=== PROBLEM TO WORK ON ===
Lines from the first one down to the one containing "Thanks so much" in the data below are the only ones needed; please return them exactly, both ends included.

----------

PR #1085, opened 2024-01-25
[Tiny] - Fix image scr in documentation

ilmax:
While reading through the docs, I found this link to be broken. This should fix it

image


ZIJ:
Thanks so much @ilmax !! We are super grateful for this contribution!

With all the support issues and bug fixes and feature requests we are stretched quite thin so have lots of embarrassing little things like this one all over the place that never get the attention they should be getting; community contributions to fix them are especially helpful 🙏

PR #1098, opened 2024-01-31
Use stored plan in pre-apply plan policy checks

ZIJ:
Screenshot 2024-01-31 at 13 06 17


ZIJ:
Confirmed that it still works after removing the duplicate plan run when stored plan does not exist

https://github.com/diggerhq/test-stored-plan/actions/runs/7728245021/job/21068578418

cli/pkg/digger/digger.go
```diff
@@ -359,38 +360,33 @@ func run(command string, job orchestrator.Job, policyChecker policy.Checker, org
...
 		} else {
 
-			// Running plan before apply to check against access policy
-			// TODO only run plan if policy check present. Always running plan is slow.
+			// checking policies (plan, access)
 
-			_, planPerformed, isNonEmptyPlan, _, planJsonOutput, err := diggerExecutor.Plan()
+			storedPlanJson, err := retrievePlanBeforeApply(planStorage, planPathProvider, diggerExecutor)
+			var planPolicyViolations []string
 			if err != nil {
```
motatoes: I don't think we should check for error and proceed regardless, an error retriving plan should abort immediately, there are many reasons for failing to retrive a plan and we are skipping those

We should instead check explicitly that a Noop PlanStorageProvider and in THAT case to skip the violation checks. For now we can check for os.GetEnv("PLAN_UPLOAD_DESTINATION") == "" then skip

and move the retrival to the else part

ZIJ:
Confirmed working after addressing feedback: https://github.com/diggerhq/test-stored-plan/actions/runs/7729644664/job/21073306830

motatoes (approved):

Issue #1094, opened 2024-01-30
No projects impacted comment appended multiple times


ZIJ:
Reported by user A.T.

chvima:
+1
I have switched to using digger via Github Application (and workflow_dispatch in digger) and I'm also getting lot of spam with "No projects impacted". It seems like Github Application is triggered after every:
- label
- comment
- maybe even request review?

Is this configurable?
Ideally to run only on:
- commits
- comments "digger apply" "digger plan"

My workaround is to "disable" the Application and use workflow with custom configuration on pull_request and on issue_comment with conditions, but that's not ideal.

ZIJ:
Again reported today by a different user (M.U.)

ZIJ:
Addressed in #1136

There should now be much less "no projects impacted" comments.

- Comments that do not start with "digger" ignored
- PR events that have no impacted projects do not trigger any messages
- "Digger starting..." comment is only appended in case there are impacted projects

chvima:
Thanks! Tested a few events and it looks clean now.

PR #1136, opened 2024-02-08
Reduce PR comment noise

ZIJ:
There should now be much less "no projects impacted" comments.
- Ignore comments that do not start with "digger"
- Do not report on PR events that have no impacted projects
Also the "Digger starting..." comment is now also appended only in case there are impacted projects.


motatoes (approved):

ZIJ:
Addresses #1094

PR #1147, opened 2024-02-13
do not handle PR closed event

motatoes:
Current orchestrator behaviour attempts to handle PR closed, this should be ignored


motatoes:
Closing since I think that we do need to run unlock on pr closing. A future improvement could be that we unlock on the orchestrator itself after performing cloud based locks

----------

=== YOUR SOLUTION ===
PR #1085, opened 2024-01-25
[Tiny] - Fix image scr in documentation

ilmax:
While reading through the docs, I found this link to be broken. This should fix it

image


ZIJ:
Thanks so much @ilmax !! We are super grateful for this contribution!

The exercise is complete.